Во время бурана (Смолян) - страница 46

Пани Зофья на минутку замолкла. Воспользовавшись этим, я уже хотел попрощаться, как вдруг снова услышал ее голос:

— Ой, послушайте, молодой человек, а почему бы вам не переночевать у Ханочки? Почему бы и нет? Ничего лучше вы не найдете.

Я проследил за взглядом пани Зофьи, устремленным сквозь витрину на улицу, и увидел там девушку лет двадцати. Девушка улыбнулась мне, я ответил ей улыбкой. А пани Зофья пока что продолжала:

— Она хорошая девушка, это я вам говорю, а не кто-нибудь другой. Но когда нету куска хлеба, так таки плохо. Нужда может довести кого угодно. Хоть графиню, хоть баронессу. Если бы в ее положение попала дочка самого князя Потоцкого, так я еще посмотрела бы, какая из них была бы лучше.

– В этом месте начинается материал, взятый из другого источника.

PR #2792, opened 2017-12-09
Enable cache for RAR

AndyGerlicher:
Preliminary numbers on a basic netcoreapp2.0 -> netstandard2.0 library sln:

Tip of `exp/update-toolset` branch rebuild:
```
      439 ms  ResolveAssemblyReferences                  2 calls
      437 ms  ResolveAssemblyReference                   2 calls
```

This branch with RAR *.Core.cache file:
```
      238 ms  ResolveAssemblyReferences                  2 calls
      237 ms  ResolveAssemblyReference                   2 calls
```
This branch after deleting *.Core.cache:
```
      312 ms  ResolveAssemblyReferences                  2 calls
      311 ms  ResolveAssemblyReference                   2 calls
```

So even without the cache file it's still after with binary serialization turned on. Not sure why (there's a lot of code that differs). Also haven't done anything other than manual testing.

### DIFF
--- a/src/Build.UnitTests/BackEnd/TaskHostConfiguration_Tests.cs
+++ b/src/Build.UnitTests/BackEnd/TaskHostConfiguration_Tests.cs
@@ -361,13 +361,8 @@ namespace Microsoft.Build.UnitTests.BackEnd
                 1,
                 Directory.GetCurrentDirectory(),
                 null,
-#if FEATURE_THREAD_CULTURE
                 Thread.CurrentThread.CurrentCulture,
                 Thread.CurrentThread.CurrentUICulture,
-#else
-                CultureInfo.CurrentCulture,
-                CultureInfo.CurrentCulture,
-#endif
 #if FEATURE_APPDOMAIN
                 null,
 #endif
@@ -376,11 +371,7 @@ namespace Microsoft.Build.UnitTests.BackEnd
                 @"c:\my project\myproj.proj",
                 _continueOnErrorDefault,
                 "TaskName",
-#if FEATURE_ASSEMBLY_LOADFROM
                 @"c:\MyTasks\MyTask.dll",
-#else
-                new AssemblyName("MyTask"),
-#endif
                 parameters);
 
             ((INodePacketTranslatable)config).Translate(TranslationHelpers.GetWriteTranslator());
--- a/src/Directory.BeforeCommon.targets
+++ b/src/Directory.BeforeCommon.targets
@@ -65,6 +65,7 @@
     <DefineConstants Condition="'$(MachineIndependentBuild)' != 'true'">$(DefineConstants);FEATURE_REGISTRY_SDKS</DefineConstants>
     <DefineConstants Condition="'$(MachineIndependentBuild)' != 'true'">$(DefineConstants);FEATURE_REGISTRYHIVE_DYNDATA</DefineConstants>
     <DefineConstants>$(DefineConstants);FEATURE_RESGEN</DefineConstants>
+    <DefineConstants>$(DefineConstants);FEATURE_RESGENCACHE</DefineConstants>
     <DefineConstants>$(DefineConstants);FEATURE_RESOURCE_EXPOSURE</DefineConstants>
     <!-- System.Resources.ResourceManager.GetResourceSet() method is currently only in full framework -->
     <DefineConstants>$(DefineConstants);FEATURE_RESOURCEMANAGER_GETRESOURCESET</DefineConstants>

Пока она болтала, девушка вошла в цукерню и стала у стойки рядом со мной. Они перебросились несколькими фразами и рассмеялись. Что именно они говорили, я не уловил, понял только, что это была то ли польская речь, обильно уснащенная еврейскими словечками, то ли еврейская, обильно уснащенная польскими.

— А почему бы молодому человеку не купить паненке цукерок? — спросила пани Зофья.

— Спасибо за добрый совет, — ответил я, протягивая трешку.

Пани Зофья не стала утруждать нас необходимостью выбора, она сама приготовила чуть не десяток кулечков, которые ловко расположила в довольно объемистом бумажном мешке. Были в нем и конфеты, но гораздо больше печенья, каких-то крендельков, кексов и булочек. Мы пожелали спокойной ночи словоохотливой хозяйке цукерни и вышли.

Хана просунула руку мне под локоть и повела по спящему городу. Мы молчали. Да и как могли бы мы разговаривать? — я не знал ни польского языка, ни еврейского, Хана, видимо, не знала ни одного русского слова. Мы шли молча, как старые супруги, давно уже друг другу опостылевшие. Или, может, наоборот — как молодые влюбленные, не находящие слов от смущения?

Я во всяком случае был смущен до крайности. Впервые в жизни оказался я в подобной ситуации…

Ведь пани Зофья высказалась вполне ясно. Да, для советского человека моего поколения обстоятельства были весьма необычными. Дернул же меня черт зайти в цукерню пани Зофьи! Вот оно как здесь. Стоило только очутиться в этом чужом, в сущности еще капиталистическом городе…

Но девический облик Ханы, ее походка, неназойливое прикосновение руки — все это почему-то оказывалось для меня значительнее, чем то, о чем в таких сердобольных, но недвусмысленных тонах сообщила пани Зофья. И это смущало меня еще больше. Скорее всего мы молчали именно поэтому. Не будь этого ощущения, я все-таки попытался бы с ней заговорить — в конце концов разговаривать на языках, которые я не знал, мне уже приходилось неоднократно.